Heres there page on facebook http://www.facebook.com/teamjapspeed?sk=wall if you can share the link on and around facebook that would be fab thank you...

In reality this car will most likely be broken up or resprayed by now but as its not road legal im sure its going to pop up somewhere, im just shocked as I heard it was seen on the road being driven - why the police didnt pull it is beyond me.


----------



## id_doug (Apr 6, 2011)

That must be heading for the parts bin! Not exactly a car you can drive around in and get away with it. Fingers crossed it shows up and they catch the thieve scumbags!

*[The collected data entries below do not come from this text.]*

PR #265, opened 2016-02-29
Ami cloudformation parameter

sihil:
Add a type that can update the AMI parameter of a cloudformation stack without having the template in your stack. We use Prism to do the AMI lookup in order to allow easy lookups across AWS accounts.


magenta-lib/src/main/scala/magenta/Lookup.scala
```diff
@@ -73,4 +74,6 @@ case class DeployInfoLookupShim(deployInfo: DeployInfo, secretProvider: SecretPr
   }
 
   def stages = deployInfo.knownHostStages
+
+  def getLatestAmi(region: String)(tags: Map[String, String]): Option[String] = ???
```
adamnfish: Why isn't this implemented?

related: Good to use the override keyword if you're overriding because you get the compile-time check that it actually overrides something.

magenta-lib/src/test/scala/magenta/deployment_type/CloudFormationTest.scala
```diff
@@ -21,32 +21,30 @@ class CloudFormationTest extends FlatSpec with Matchers {
...
+        inside(updateTask) {
+          case UpdateCloudFormationTask(stackName, path, userParams, amiParam, amiTags, _, stage, stack, ifAbsent) =>
+            stackName should be(cfnStackName)
+            path should be(Path(p.srcDir) \ Path.fromString( """cloud-formation/cfn.json"""))
+            userParams should be(Map.empty)
+            amiParam should be("AMI")
+            amiTags should be(Map.empty)
+            stage should be(PROD)
+            stack should be(NamedStack("cfn"))
+            ifAbsent should be(true)
```
adamnfish: scalatest has a nice have syntax which you may prefer? It let's you check multiple properties on a thing at once. It's a bit less typesafe (because have takes symbols which it uses to look up the value) but I tend to use it for testing multiple properties on a case class because in tests clarity of meaning is the most important thing.

```scala
inside(updateTask) { ufct =>
  ucft should have (
    'stackName (cfnStackName),
    'propertyName (value)
    // etc
  )
}
```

Let's hope it was some opportunist how just decided to take it for a spin.....


----------



## Rust.Bucket (Feb 11, 2011)

How the hell did that slip under the radar at Santapod?!?!
I wonder if the security have looked into it, and have any info/security footage?


----------



## JenJen (Jun 30, 2010)

Rust.Bucket said:


> How the hell did that slip under the radar at Santapod?!?!
> I wonder if the security have looked into it, and have any info/security footage?


Not sure think there is chit chat but not heard anything as gospel yet, doesnt sound as if it was trailered out as it was seen driving along the road about 10mins from the pod :speechles


----------



## Maggi200 (Aug 21, 2009)

Seen this on another forum. This is one noisy soab, how did noone notice?! And how did the police fail to pull it over...?


----------



## JenJen (Jun 30, 2010)

Think that's a question everyone is asking tbh 

Suppose it's a eye opener for the upcoming car events & shows as well. Make sure everything is secure as you never quite know!


----------



## stargazer (Aug 9, 2006)

Any tracking device fitted? Tracker / RAC Track Star?


----------



## JenJen (Jun 30, 2010)

I'm not sure haven't been on the forum to have a look at all the details just going by what I've seen members post on Facebook


----------



## id_doug (Apr 6, 2011)

abz001 said:


> Think that's a question everyone is asking tbh
> 
> Suppose it's a eye opener for the upcoming car events & shows as well. Make sure everything is secure as you never quite know!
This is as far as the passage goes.